Issue #256, opened 2026-08-14
Update changed cron records instead of adding new files


tommasocerruti:
The cron skips unchanged records, but when a record changes, it adds a new file and leaves the old one in the datastore. Over time, this can create multiple versions of the same evaluation and unnecessarily grow the datastore.

Could cron records use a stable identity and update the existing file when their content changes? 
(Git history would still preserve the previous version)

evijit:
We should in general find a deduplication method.

nelaturuharsha:
(1) We agree on for immutability of records available on the datastore. We however, need a retention policy and then a cold storage where people who use it can download it, before finally deleting the same.

(2) You're right that this history of change is preserved via git - but in view of the above, I would not modify a record in place, but treat it as changed. We have no yet guaranteed full immutability due to functional reasons. 

(3) It also brings in a good discussion for when the schema changes and moves forward

(4) We should be careful about what we do for de-duplication. We need a grounded method to decide what entails such a thing - and shouldn't rush through designing this, as we might miss out on data we can include otherwise, we've discussed before on slack.

borgr:
**The blocker is enforced, not conventional, and this turns out to gate every data correction rather than only datastore growth.**

`converters.common.publication.publish_evaluation_logs` calls `require_uuid4` on every filename it is handed. So a record *cannot* be published under a name derived from its identity — the publisher rejects it. That is why a changed cron record lands beside the old one instead of replacing it.

**What that costs, measured.** I sampled the datastore for a separate reason and the number is stark. Of **51,802** aggregate records on `main`, **26,611 (51.4%)** carry a `metric_id` that cannot identify a metric — missing, generic, or an exact copy of `evaluation_name`. Four adapters produce 23,373 of them, all four on the daily cron. Method was three records per collection, which settled 98 of the 107 collections because one adapter writes every record in a collection, plus a full scan of the 9 that disagreed.

Fixing those four adapters today would publish ~20,702 corrected records **beside** the wrong ones. The datastore would then hold both, the wrong half would still fail the gate, and the correction would have made the count worse before better. The same applies to #287, which corrects declared metric bounds in three cron adapters.

So this is not only about unnecessary growth. **It is the mechanism by which any adapter fix reaches published data**, and without it every correction is a duplication.

## Shape I would propose

- A **cron** record's filename derives from its identity — collection, developer, model, and the evaluation identity within the record — so a re-run overwrites in place and git history keeps the previous version, which is what the issue already suggests.
[...]

PR #260, opened 2026-08-19
[Feature] Add reviewed PwC DrugBank protocol adapter

yananlong:
## Summary

This PR adds a manual-only adapter that converts selected DrugBank leaderboard cells from a local Papers With Code custom-format PostgreSQL dump into EEE aggregate evaluation logs.

A reviewed YAML qualification manifest identifies the exact source cells to convert and supplies reviewed model and benchmark identities, source-scale decisions, split and protocol semantics, provenance, and the registry revision used during review. Canonical metric metadata — including metric identity, kind, unit, direction, and canonical bounds — is resolved and checked against the same vendored `eval-card-registry` snapshot used by the general Papers With Code adapter. Observed metric ranges are derived from the source values being converted rather than from the manifest.

The manifest distinguishes `transductive` (both drugs seen), `inductive-s1` (both drugs unseen), and `inductive-s2` (one drug unseen), following the split convention described by the [[DSN-DDI primary source](https://academic.oup.com/bib/article/24/1/bbac597/6966537)](https://academic.oup.com/bib/article/24/1/bbac597/6966537). Scores themselves come from the pinned Papers With Code dump; the manifest supplies source-cell selection and protocol evidence.

## Design and safety

The adapter parses the dump strictly and fails closed on dump-hash drift, missing or ambiguous anchors, malformed scores, incompatible source scales, registry-revision drift, unknown or ambiguous registry metrics, duplicate YAML keys, duplicate metric selections, conflicting benchmark protocols, coercive source IDs, or invalid output paths.

Conversion is atomic: the reviewed selection is treated as one qualified bundle, and no output is published unless the complete bundle passes registry, schema, and path validation.

Aggregate and result identities include the selected metric results, canonical metric configuration, and protocol semantics. Output records include `split_id`, the generalization regime, entity-overlap evidence, and the protocol digest. DrugBank remains the trusted `source_data` value, while the raw Papers With Code URL and archive URL are retained as provenance metadata.

Papers With Code `±` values are preserved without coercing an unspecified dispersion type into a typed standard-error field. When score rescaling applies, the source-reported dispersion and its canonical-scale value remain distinguishable.

## Relationship to the general Papers With Code adapter

The general Papers With Code adapter can emit the same underlying evaluation rows. `pwc_evaluation_id` identifies the shared PwC evaluation row, while an exact source-cell match uses:

`(pwc_evaluation_id, metric_config.metric_name)`

This PR makes that overlap explicit and joinable without attempting to solve global cross-collection deduplication. Broader deduplication policy remains part of #256 rather than expanding the scope of this adapter.

## Scope and follow-up

No production qualification manifest or generated datastore records are included. The adapter remains `runnable=False` because it requires local inputs and has no live fetch path.

The adapter converts the source cells selected by the reviewed manifest; it does not independently verify the cited paper content or reconstruct train/test membership from the aggregate Papers With Code dump, and it does not compute performance deltas between splits.

## Verification

* The GitHub Actions `Tests` workflow passes on the current PR head across Ruff, core/full, and locked/loose configurations.
* Registry-contract tests cover the pinned registry revision, canonical metric parity with the general Papers With Code adapter, fail-closed handling of unknown or ambiguous metrics, and source-derived observed ranges.
* Integration coverage exercises a real `pgdumplib` custom-format dump through the adapter CLI path.
* Source-scale mismatches fail closed instead of being guessed.
* No dependency or lockfile changes are included.

### DIFF
--- a/every_eval_ever/adapters/README.md
+++ b/every_eval_ever/adapters/README.md
@@ -34,8 +34,8 @@ An adapter that automation runs must therefore:
   `save_failure_report` + a non-zero exit, which is what lets a partial refresh be
   told apart from a crash.
 
-`bfcl`, `cocoabench` and `sciarena` are registered as `runnable=False`: they need a
-local input file and have no live fetch path.
+`bfcl`, `cocoabench`, `paperswithcode_drugbank`, and `sciarena` are registered as
+`runnable=False`: they need local inputs and have no live fetch path.
 
 ### Skipping a run whose source has not changed
 
@@ -90,12 +90,46 @@ re-hosting bytes that are already durably stored.
 | `terminal_bench_2` | tbench.ai | Fetches Terminal-Bench 2.0 agentic coding benchmark results. |
 | `hle` | Scale SEAL leaderboard | Converts the Scale SEAL Humanity's Last Exam leaderboard into `data/hle/`. Emits per-model accuracy (with 95% CI) and calibration error. |
 | `mmlu_pro` | TIGER-Lab leaderboard CSV | Converts the MMLU-Pro leaderboard (`TIGER-Lab/mmlu_pro_leaderboard_submission`) into `data/mmlu-pro/`. Emits per-model overall + 14 per-subject accuracies. |
+| `paperswithcode_drugbank` | Local Papers with Code PostgreSQL dump + reviewed YAML manifest | Manually converts only DrugBank score cells with reviewed model, metric-scale, split, and protocol semantics. Writes `data/paperswithcode-drugbank/`. The same cells also appear in `data/paperswithcode/` from the general adapter over the same dump, unreviewed; both records carry the PwC `pwc_evaluation_id` so the pair is joinable. |
 | `lexam` | LEXam project website | Converts the LEXam legal-reasoning leaderboard (open-question judge scores + 4-choice MCQ accuracy) into `data/lexam/`. |
 | `vectara_hallucination_leaderboard` | HuggingFace (`vectara/results`) | Converts the Vectara Hallucination Leaderboard result files, pinned to a source commit, into `data/vectara-hallucination-leaderboard/`. Emits 4 aggregate metrics plus per-category and per-text-complexity breakdowns (40 scores per model). |
 | `benchpress` | HuggingFace (`microsoft/benchpress-score-matrix`) | Converts the BenchPress score matrix into `data/benchpress/`. An aggregator: every cell keeps its own citation, and logs split by `evaluator_relationship`. See [`benchpress/README.md`](benchpress/README.md). |
 | `bountybench` | BountyBench run logs (local JSON tree) | Converts BountyBench cybersecurity agent logs into `data/bountybench/`. Emits one aggregate per (model, workflow, configuration) plus a per-bounty `*_samples.jsonl` sidecar with the full agent transcript. |
 | `paperswithcode` | Papers with Code PostgreSQL dumps | Converts PwC leaderboard entries into `data/paperswithcode/`. Metric bounds and direction are resolved against a vendored eval-card-registry snapshot; unknown metrics fail the run rather than getting invented bounds. Needs the `paperswithcode` extra. |
 | `wild` | HuggingFace (`kensho/WILD-raw`) | Converts the WILD-raw item-level eval responses (65 models × 27 benchmarks, run with Inspect AI) into `data/wild/`: aggregate accuracy per model×benchmark and per subtask, with optional per-item `_samples.jsonl` sidecars (`--include-instances`). See [`wild/README.md`](wild/README.md). |
+
+### Papers with Code DrugBank
+
+To run this manual adapter, provide a local custom-format PostgreSQL dump and a
+reviewed, non-empty YAML qualification manifest (schema version 2). It is not
+scheduled because
+neither input has a live fetch path, and the repository does not include a
+production manifest. The manifest must supply reviewed canonical model,
+metric, and benchmark IDs plus the registry commit against which they were
+reviewed. The adapter does not resolve or invent identities, and conversion is
+atomic: an anchor, hash, or schema mismatch aborts before any output is written.
+For split comparisons, each manifest entry must declare `transductive`,
+`inductive-s1`, or `inductive-s2`, with matching manifest-declared overlap
+labels. A
+canonical benchmark ID cannot be reused for conflicting protocols anywhere in
+the manifest, so the adapter cannot emit conflicting split scores under one
+benchmark key. The adapter preserves the scores and protocol evidence supplied
+by the reviewed manifest; it does not independently verify cited source content
+or train/test membership from the aggregate dump, and it does not compute a
+performance delta between splits.
+
+```bash
+uv run --extra paperswithcode python -m \
+  every_eval_ever.adapters.paperswithcode_drugbank.adapter \
+  --dump /path/to/paperswithcode.dump \
+  --overlay /path/to/reviewed-drugbank.yaml \
+  --output-dir /tmp/paperswithcode-drugbank/data/paperswithcode-drugbank
+```
+
+As of 2026-08-19, the archived Papers with Code DrugBank URL redirects away
+from its dataset record. Generated logs retain that URL as raw provenance,
+link `source_data` to DrugBank, and record the official Papers with Code archive
+in source metadata.
 
 ### Mercor Evaluation Exports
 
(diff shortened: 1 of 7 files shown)


borgr:
@yananlong this rebases mechanically everywhere except one spot, and that spot is a design question I do not want to answer inside a conflict marker.

`main` now carries the Papers with Code adapter from #209: `every_eval_ever/adapters/paperswithcode/`, collection `paperswithcode`, converting the whole postgres dump from the `huggingface/paperswithcode-backups` bucket weekly, with a `paperswithcode = ["pgdumplib>=4.0.0"]` extra and a vendored eval-card-registry snapshot for metric bounds.

This PR adds a second package over the same dump — `paperswithcode_drugbank`, collection `paperswithcode-drugbank`, extra `paperswithcode-drugbank = ["pgdumplib>=4.0.0,<5.0.0"]`. The conflict is both sides editing the extras block and `all`, and resolving it either way encodes an answer:

1. **Two packages, one extra.** Drop the `paperswithcode-drugbank` extra, depend on `paperswithcode`, keep the packages separate. Cheapest, and leaves two adapters reading one dump.
2. **One adapter, a drugbank mode.** Fold this in as a mode of `adapters/paperswithcode/`, which is where the dump reading, the bucket resolution and the registry snapshot already live.

Also worth settling before either: whether the two overlap on rows. If the general adapter already emits DrugBank protocol leaderboards, the same source rows land in two collections under two identities, and that is a dedup problem rather than a packaging one.

Which do you want? Once that is decided the rest is a `uv lock` regeneration and a one-line table row, and I will do that part.

The `<5.0.0` cap is the other small difference from main's specifier — intentional, or just what was current when you wrote it?

borgr:
Rather than leave this on you: #269 continues these four commits with `main` merged in, the extras conflict resolved, and the overlap question answered rather than left open.

Short version. The duplicate `pgdumplib` extra now depends on main's `paperswithcode` one. And the overlap with the general adapter is joinable, not silent — both sides already record the PwC `evaluations` row id as `additional_details.pwc_evaluation_id`, so I documented that and the key in the docstring and the README row instead of restructuring anything. 951 tests pass, ruff clean, and it is labelled `auto-review` since this PR never got a pass (Copilot hit its quota).

Your `<5.0.0` cap on pgdumplib is the one thing I dropped — if that was deliberate rather than what was current, say so and it goes back.

Leaving this open until #269 lands, so the work is never in limbo. Happy to hand the commits back if you would rather land it from your fork.

borgr:
Pushed to this branch (`c4d0790b5`) rather than opening a second PR. @yananlong's four commits are still the base of the history, with two on top.

**`main` merged in.** The only conflict was the extras block: main gained the general Papers with Code adapter (#209) over the same postgres dump, with `paperswithcode = ["pgdumplib>=4.0.0"]`. This branch declared `paperswithcode-drugbank = ["pgdumplib>=4.0.0,<5.0.0"]` — the same package a second time. It now depends on the existing extra, and the two `uv run --extra` lines point at it. @yananlong, the `<5.0.0` cap is the one thing that went: deliberate, or just what was current? It comes back in a line if deliberate.

**The overlap, stated rather than left implicit.** The scheduled `paperswithcode` run is `--all --best-effort`, so it converts every dataset in the dump — the DrugBank cells included, without the reviewed split and protocol semantics this adapter adds. So the same measurement appears in two collections.

That is joinable, not silent: both adapters record the PwC `evaluations` row id as `additional_details.pwc_evaluation_id` (`paperswithcode/adapter.py:884` here, `paperswithcode_drugbank/adapter.py:692` there), so a consumer reading both can tell one measurement from two. The second commit says so in the adapter docstring and the `adapters/README.md` row. What was missing was the statement, not the key.

If maintainers would rather have one adapter with a drugbank mode, or have the general adapter skip the reviewed cells, that is a larger change and belongs with #256's dedup discussion rather than in this PR.

`uv run pytest tests` 951 passed, 32 skipped; `uv run ruff check` clean. The regenerated `uv.lock` has a zero-line diff against main.

Labelled `auto-review`: this PR never got a review pass — Copilot hit its quota — so that would be a first read, not a re-read.

borgr:
Review — one bug, one divergence, two smaller notes. No blockers on the protocol modelling, which is careful.

**1. The uncertainty is parsed, then dropped and left on the wrong scale.** `parse_metric_value` pulls `±` out of a source string, `_build_result` sets `score_details.uncertainty=None`, and puts the raw figure in `details.reported_uncertainty` unscaled while the score is multiplied by `scale_factor`. Reproduced on this head:

```
'91.2% ± 1.4'  -> score=0.912, details.reported_uncertainty='1.4'
'62.65 ± 0.31' -> score=62.65 (or 0.6265 with source_scale: percent), reported_uncertainty='0.31'
```

A reader of the second field sees a spread wider than the score's whole range. No test covers this path — `uncertainty` and `±` appear nowhere in the 1366-line test file, which is why it survived.

Scaling it is unambiguous. Putting it in the typed field is not: PwC's `±` may be a standard error, a standard deviation or a CI half-width, and `ScoreDetails.uncertainty.standard_error` would assert one. Cleanest is an overlay field declaring the dispersion kind for the reviewed cells, then fill the typed field; failing that, scale the number and name the field for what it is.

**2. Bounds and direction come from the overlay, while the sibling adapter over the same dump takes them from the registry.** `adapters/paperswithcode` resolves `min_score`/`max_score`/`lower_is_better`/`score_type` against a vendored registry snapshot and fails closed on an unknown metric; here they are hand-reviewed YAML fields. Same dump, same metric, two possible answers — and the overlap means both adapters can publish the same PwC row. Suggest resolving through the same snapshot and keeping the overlay for the protocol semantics only, which is what it is uniquely good at.

**3. `export` splits `model_info.id` by hand.** `log.model_info.id.split('/', 1)` raises on a flat id, and bypasses `datastore_path_components`, which is the documented way to derive those components (#271 §path). `valid_model_id` currently guarantees a slash, so this is latent rather than live.

**4. Fail-fast with no accounting is a choice worth stating.** Every rejection raises, so one malformed cell aborts the run and nothing records exclusions. For a small hand-reviewed manifest that is defensible — unlike a scrape — but `SourceConversionResult` is what the skill asks for, so say in the docstring that the manifest is the ledger.

@yananlong — (1) needs a decision from you about what the `±` is; the rest I can push if you'd rather not.

borgr:
Fixed the two that were unambiguous, in `806087e53` — no point leaving them as your to-do when the answer is not in question.

**Uncertainty scaling.** `parse_metric_value` now returns a validated number rather than text, rejecting a negative or non-finite one, and `_build_result` applies the same scale factor it applies to the score. `'99.49 ± 0.31'` on a percent-scale metric now records `score=0.9949` with `reported_uncertainty=0.0031`, and `raw_value` still holds the source's own spelling of both figures. Four tests cover the path, which had none — percent scale, identity scale, no dispersion, and three unusable values.

**The path split.** `export` uses `datastore_path_components` instead of `model_info.id.split('/', 1)`, so a flat id can no longer raise there and the developer folder comes from the one place that owns that rule.

957 passed, 32 skipped; ruff clean.

**Still yours, and still a real question:** `score_details.uncertainty` stays unset. Filling `standard_error` would assert that PwC's `±` is a standard error, and it may be a standard deviation or a CI half-width depending on the paper. If the reviewed cells all have a known dispersion kind, an overlay field is the clean way to say so and then the typed field can be filled. Happy to add it if you tell me what the manifest should carry.

The registry-vs-overlay question for bounds (finding 2) I have deliberately not touched — that one is a design call about two adapters over one dump, not a fix.

borgr:
Follow-up in `421d495a0`, and an answer to my own question about the `±`.

**It is not private knowledge, and we already had the answer.** `adapters/paperswithcode` reads the same dump and documents the same conclusion independently — *"PwC's '±' does not identify the spread as a standard error, a standard deviation, or a CI half-width, so the caller keeps it verbatim rather than coercing it into a typed Uncertainty."* So leaving `score_details.uncertainty` unset is not a gap here, it is the house rule, and this PR already matched it. Nothing to decide.

What is knowable per cell is narrower: your overlay carries `protocol_evidence_url` and `source_locator`, so for a hand-reviewed manifest of a handful of cells, whoever reads the paper can record what its `±` is. Worth doing later if the typed field matters; not a blocker.

**Comparing the two adapters did turn up something, though: the same defect on main.** The general adapter rescales scores onto the registry's canonical scale and leaves the `±` verbatim, so a published record reads `score: 0.337` beside `reported_uncertainty: "0.82"`. #276 fixes that, and settles the convention — `reported_uncertainty` is what the source printed, `reported_uncertainty_canonical` is the same number on the score's scale, present only when a rescale applied.

`421d495a0` moves this PR onto that convention, so the same key does not mean verbatim in one adapter and canonical in the other. 957 passed, 32 skipped; ruff clean.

----

→ **TASK TO CARRY OUT**
All lines above from the line with "[Feature] Add reviewed" through the line with "This PR adds a manual-only", both included, are to be set down exactly, with nothing else.

→ **REPLY**
[Feature] Add reviewed PwC DrugBank protocol adapter

yananlong:
## Summary

This PR adds a manual-only adapter that converts selected DrugBank leaderboard cells from a local Papers With Code custom-format PostgreSQL dump into EEE aggregate evaluation logs.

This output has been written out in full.